A kneading map of chaotic switching oscillations in a Kerr cavity with two interacting light fields

Abstract: Optical systems that combine nonlinearity with coupling between various subsystems offer a flexible platform for observing a diverse range of nonlinear dynamics. Furthermore, engineering tolerances are such that the subsystems can be identical to within a fraction of the wavelength of light; hence, such coupled systems inherently have a natural symmetry that can lead to either delocalization or symmetry breaking. We consider here an optical Kerr cavity that supports two interacting electric fields, generated by two symmetric input beams.
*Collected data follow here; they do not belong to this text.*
PR #639, opened 2026-03-08
Implement USB Powershare feature

Fede2782:
Tested on C1MG

old pr #566

### DIFF
--- a/README.md
+++ b/README.md
@@ -129,6 +129,13 @@ This driver exports a few files in its own platform device, msi-ec, and is avail
     - on: cooler boost function is enabled
     - off: cooler boost function is disabled
 
+- `/sys/devices/platform/msi-ec/usb_powershare`
+  - Description: This entry allows enabling the usb powershare function. It provides power to charge devices via USB ports while device is suspended.
+  - Access: Read, Write
+  - Valid values:
+    - on: usb powershare function is enabled
+    - off: usb powershare function is disabled
+
 - `/sys/devices/platform/msi-ec/available_shift_modes`
   - Description: This entry reports all supported shift modes.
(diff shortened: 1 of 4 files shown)


glpnk:
why you closed previous PR?

Fede2782:
> why you closed previous PR?

I changed branch named to something which has a actual meaning, also rebased the change to use to the correct values for the G2_0 Fw group which was wrongly placed in old PR.

Also want to make my local clone more organized since I'm currently working on other features (KBD backlight mode change) for this project to complete support for my EC Control app.

Fede2782:
it would be cool if other owners could add their EC adresses if they support this function.

glpnk:
https://codeberg.org/Sparronator9999/YAMDCC/issues/89 there is some leaked doc about EC structure

Fede2782:
> https://codeberg.org/Sparronator9999/YAMDCC/issues/89 there is some leaked doc about EC structure

Cool. Probably all gen2 have this set in 0xbf but I'd like to hear some gen1 user first.

glpnk:
You can read "support bit" `0xBF bit 3` to detect if feature available to dynamically unlock it

But gen 1 seems to be unsupported completely

Fede2782:
> You can read "support bit" `0xBF bit 3` to detect if feature available to dynamically unlock it
> 
> But gen 1 seems to be unsupported completely

Sorry for late reply. That's a great idea but I'm gonna keep it this way so that it matches the rest of the application. In case you believe the bit check is required for you to consider merging this, I'd be more than happy to accordingly overhaul this.

glpnk:
Please migrate to bits

PR #648, opened 2026-03-17
Implement the ability to change the backlight mode

Fede2782:
* The config had values but they were unused up to this point

### DIFF
--- a/README.md
+++ b/README.md
@@ -233,6 +233,19 @@ Led subsystem allows us to control the leds on the laptop including the keyboard
     - 2: Half
     - 3: Full
 
+- `/sys/class/leds/msiacpi::kbd_backlight/available_kbd_bl_modes`
+  - Description: This entry reports all supported keyboard backlight modes.
+  - Access: Read
+  - Valid values: Newline separated list of strings.
+
+- `/sys/class/leds/msiacpi::kbd_backlight/kbd_bl_mode`
+  - Description: This entry allows switching the keyboard backlight mode. It allows control on when to use the keyboard backlight.
+  - Access: Read, Write
+  - Valid values: 
+    - Values reported by `/sys/class/leds/msiacpi::kbd_backlight/available_kbd_bl_modes`. Some of the possible values:
+      - always: always keep the keyboard backlight enabled.
+      - timeout: automatically disable the keyboard backlight after 10s from last interaction with they keyboard or touchpad.
+
 ### Debug mode
 
 You can use module *parameters* to get direct read-write access to the EC or force-load a configuration
--- a/ec_memory_configuration.h
+++ b/ec_memory_configuration.h
@@ -74,7 +74,7 @@ struct msi_ec_led_conf {
 #define MSI_EC_KBD_BL_STATE_MASK 0x3
 struct msi_ec_kbd_bl_conf {
 	int bl_mode_address;
-	int bl_modes[2];
+	struct msi_ec_mode bl_modes[5];
 	int max_mode;
 
 	int bl_state_address;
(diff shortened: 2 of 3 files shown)


glpnk:
Does keyboard backlight being reliably triggered at all? I'm assuming it triggers only by keys, not by touchpad?

I'm comparing this with how this made by Asus

Fede2782:
> Does keyboard backlight being reliably triggered at all? I'm assuming it triggers only by keys, not by touchpad?
> 
> I'm comparing this with how this made by Asus

here on modern 15 h ai c1mg-096, using touchpad does trigger backlight as well. i set this as WIP cause i'd like someone without the backlight to test it as well.

glpnk:
That's really nice, because my other laptops backlight from some chinese brand does not triggered by touchpad

glpnk:
Does toggling this setting affects backlight? Like idea of making KB glow when mice is moved or screen is touched

Fede2782:
> Does toggling this setting affects backlight? Like idea of making KB glow when mice is moved or screen is touched

This setting only changes the mode. If backlight is on or off it's decided in the brightness attribute. This attribute might be managed by the DE so that keyboard could be triggered using external inputs such as mouse or keyboard. 

When brightness attribute is greater than zero then the brightness mode is followed. If it's "timeout" then every time a key or touchpad is used it will stay on for 10s. If it's "always" then it will always stay on until brightness is set to 0.

glpnk:
You right but system does not know real state of backlight. You can read it, but DE will not update state without a trigger.

Is BL level is 0 when state is timeout and blank?

Fede2782:
> You right but system does not know real state of backlight. You can read it, but DE will not update state without a trigger.
> 
> Is BL level is 0 when state is timeout and blank?

Once this module is installed everything knows and can control the backlight. KDE, for example, recognizes it and allows control of brightness intensity directly via its control panel. Therefore you could write an app to trigger the backlight anytime with any trigger you want since it is available in sysfs for apps.

BL level doesn't change if mode is timeout but the timeout has reached 10s and powered off. It remains untouched cause the keyboard backlight is already on but it has been temporarily disabled because timeout mode is set

glpnk:
I mean that KDE and other DEs can't know that you changed brightness with keyboard key

Fede2782:
> I mean that KDE and other DEs can't know that you changed brightness with keyboard key

They could tho. Once you press the keyboard key the EC value gets updated and therefore the sysfs attribute does as well when being read. So using a watcher they could detect those changes.

glpnk:
Gnome have no watcher built in

Fede2782:
> Gnome have no watcher built in

I never said it has. I am saying that once this module is installed there are a lot of new possibilities and DEs could take advantage of them in every way you could possibly think of.

glpnk:
If you know how to tell DE that brightness is changed, can you say how to do this? At leas on KDE if you know.

This not related to this PR and to this repo at all. But there a design possibility to receive events about brightness and other soft keys through WMI. But this is related to `msi-wmi-platform` driver, not `msi-ec`

Fede2782:
> If you know how to tell DE that brightness is changed, can you say how to do this? At leas on KDE if you know.
> 
> This not related to this PR and to this repo at all. But there a design possibility to receive events about brightness and other soft keys through WMI. But this is related to `msi-wmi-platform` driver, not `msi-ec`

I haven't thought of a precise solution but, as I stated in previous replies, a possible solution could be implementing a watcher which periodically checks the brightness value exported by this driver and does actions depending on that. I didn't consider getting events WMI, could be possible that as well

glpnk:
I think this events are standard because DE can rotate screen based on gyroscope for example, so we need to just tell DE that something happened to update its internal state

PR #649, opened 2026-03-17
Dkms updating target and improved dkms removal script

Xabi08YT:
- [x] Removal of dkms module regardless of the version
- [x] Update target working (to test)

### DIFF
--- a/universalDKMSModuleUninstaller.sh
+++ b/universalDKMSModuleUninstaller.sh
@@ -2,7 +2,7 @@
 
 FILTER="msi-ec|msi_ec"
 
-sudo dkms status | grep -E "$FILTER" | while read -r line; do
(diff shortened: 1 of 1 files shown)


glpnk:
Please remove `sudo` from script

Xabi08YT:
> Please remove `sudo` from script

It is necessary for dkms isn't it ? 
I mean, I prefer having the script elevating some of the commands inside rather than elevating the whole script. But if you really want me to remove sudo, i can.

glpnk:
All except `make`/`make modules` and `make clean` in this script requires root, so `sudo` is redundant.

Thanks

Xabi08YT:
So, does the script seem to be ok for you ?

glpnk:
It works

PR #632, opened 2026-03-05
Akmod packaging

Xabi08YT:
SRPM packaging script for MSI-EC.
Designed to work on Fedora and Fedora Silverblue. Builds may be opened to more RPM-based distro in the future.

Distros:
 - Fedora 42 (Testing not Planned as EOL is in April 2026, community maybe ?, BORKED (RPM Fusion repos OUT))
 - [x] Fedora 43 Silverblue/Kinoite (Installed flawlessly)
 - [x] Fedora 43 Workstation (Installed flawlessly.)
 - Fedora 44 (Not out yet, but build is already opened in case)
 - Fedora Rawhide (Opened to have insights)
 - EPEL 9 (Opened in case)
 - [x] EPEL 10 (Nightly only atm)

Anyway, I stated into the COPR install instruction, that the recommended way for Workstation editions and RHEL remains this github repo and DKMS. COPR are only provided as backup for distros like Fedora Silverblue/Kinoite that are only supporting Akmod.

PR #655, opened 2026-03-20
fix dkms

glpnk:
```
git clone -b dkms-hotfix https://github.com/glpnk/msi-ec.git
cd msi-ec
sudo make dkms-uninstall
sudo make dkms-install
```

fix bug introduced in https://github.com/BeardOverflow/msi-ec/pull/632

### DIFF
--- a/Makefile
+++ b/Makefile
@@ -14,10 +14,10 @@ obj-m += $(MODNAME).o
 all: modules
 
 modules:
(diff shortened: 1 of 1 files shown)


glpnk:
@Xabi08YT Why you replaced `CURDIR` with `PWD`? It's empty when run with `sudo`

Xabi08YT:
> @Xabi08YT Why you replaced `CURDIR` with `PWD`? It's empty when run with `sudo`

Replaced it because of akmod. If I was using PWD it would crash everything.

PR #656, opened 2026-03-20
Hotfix akmods

Xabi08YT:


Xabi08YT:
There you go @glpnk 
Here you should have a version that works for akmods and dkms.

glpnk:
It does not crashed last 2 builds I've pushed

Xabi08YT:
It does not break the build, but the install on the client's side

glpnk:
Also why you replaced them back to your state, which don't work with `sudo`?

Xabi08YT:
> Also why you replaced them back to your state, which don't work with `sudo`?

What ? I put back pwd like you did in one of your previous pr but the changes got rolled back look at main

glpnk:
Before akmod PR it used CURDIR, so I've rolled back to it. PWD is empty when executed with sudo

Xabi08YT:
> Before akmod PR it used CURDIR, so I've rolled back to it. PWD is empty when executed with sudo

Wait. Hold on a second.
I thought it was PWD. Can you look at the diffs ?

glpnk:
CURDIR was first introduced in https://github.com/BeardOverflow/msi-ec/commit/5951c6a9fc961059a27bddb61597d89e32aadb64

You switched it to PWD in first commit of akmod PR https://github.com/BeardOverflow/msi-ec/commit/a8e9a28da7ab53768bff1963630bf6ad2ac4ebb3

And I've switched back to CURDIR https://github.com/BeardOverflow/msi-ec/commit/99546400ab54ee93e5ba3b2e266d01c44f39952b

glpnk:
So your sed command changes PWD to CURDIR, but only for akmod. But both worked well for akmod build, but only CURDIR worked for DKMS

Xabi08YT:
> So your sed command changes PWD to CURDIR, but only for akmod. But both worked well for akmod build, but only CURDIR worked for DKMS

Ok, let me change back my sed.
And also, the build will pass no matter if CURDIR or PWD is used. BUT, with CURDIR, if I remember well, it won't install on clients.

Xabi08YT:
Let me test the last akmod real quick. I will keep you updated

glpnk:
Command where you passed PWD is only required for build. Build will work identically well with PWD or CURDIR without sudo

https://github.com/BeardOverflow/msi-ec/blob/2af3c3e0921548142cb080731a91bac2d42bf0a0/Makefile#L16-L21

Plus this only affects build, not install. Not sure about client side build, but should work because CURDIR is internal make command, unless Fedora builder resets CURDIR, obviously

Xabi08YT:
No it affects install because akmods is compiling the module on the fly.

glpnk:
Okay, can you rollback only build and clean options and keep dkms?

Xabi08YT:
> Okay, can you rollback only build and clean options and keep dkms?

No worries, I will just invert the SED so the Makefile stays with curdir for normal installs but switches to PWD for akmods.

glpnk:
Why in COPR's readme mentioning `kmod-msi-ec` for Silverblue, `akmod-msi-ec` for Desktop, but package named `msi-ec-kmod`?

Xabi08YT:
> Why in COPR's readme mentioning `kmod-msi-ec` for Silverblue, `akmod-msi-ec` for Desktop, but package named `msi-ec-kmod`?

Well it is a bit complex. By default, the spec file I sent to this repo is for the kmod. That is why the package is named msi-ec-kmod, as required by kmodtool. However, kmodtool also generates and wants a package msi-ec-kmod-common and akmod-msi-ec, which have specific use cases.

In general, it is better to use the akmod package, because akmods works a bit like dkms, where it builds for every kernel and every new kernel. So it is better to use it. But for silverblue, akmods cannot work properly because these distro are using rpm-ostree. That is why we are using the kmod package instead, which will install the package in a different manner suitable for rpm-ostree.

glpnk:
Done

glpnk:
Can you check that everything works now?

Xabi08YT:
> Can you check that everything works now?

Not now but during the day I will. I forgot to plug back the lan cable on my machine that tests for Fedora 43 Workstation and Rocky Linux 10. For Fedora Silverblue, it will take some minutes because I need to finish a task first.

glpnk:
No problem

Xabi08YT:
I also opened a discussion about this, asking for some people to test if everything works

glpnk:
Can you add link to it into readme? I've pinned it but people rarely check pinned items

Xabi08YT:
Sorry I did not see the message. I am going to do it right now while waiting for the train (late again)

Xabi08YT:
Okay, little update here: The package is working on Rocky Linux 10.1 (just tested). Fedora Silverblue seems to have worked too (I still have the module after the update so...). Fedora workstation tests are delayed until i get physical access to the machine on Sunday evening.

Upgrade process worked flawlessly between the two version that followed the new versioning system with the commit slug.

glpnk:
> Can you add link to it into readme? I've pinned it but people rarely check pinned items

I meant Fedora section

glpnk:
> Okay, little update here: The package is working on Rocky Linux 10.1 (just tested). Fedora Silverblue seems to have worked too (I still have the module after the update so...). Fedora workstation tests are delayed until i get physical access to the machine on Sunday evening.
> 
> Upgrade process worked flawlessly between the two version that followed the new versioning system with the commit slug.

Nice

Xabi08YT:
> > Can you add link to it into readme? I've pinned it but people rarely check pinned items
> 
> I meant Fedora section

Yeah but since the first message of the discussion also asks about dkms, I thought it could be in the contribute section

Xabi08YT:
Would you agree moving this conversation on #658 ?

Mathematically, this system is modeled by a four-dimensional $\mathbb{Z}_2$-equivariant vector field with the strength and detuning of the input light as control parameters. Previous research has shown that complex switching dynamics are observed both experimentally and numerically across a wide range of parameter values. Here, we show that particular switching patterns are created at specific global bifurcations through either delocalization or symmetry breaking of a chaotic attractor. We find that the system exhibits infinitely many of these global bifurcations, which are organized by $\mathbb{Z}_2$-equivariant codimension-two Belyakov transitions. We investigate these switching dynamics by means of the continuation of global bifurcations in combination with the computation of kneading invariants and Lyapunov exponents. In this way, we provide a comprehensive picture of the interplay between different switching patterns of periodic orbits and chaotic attractors.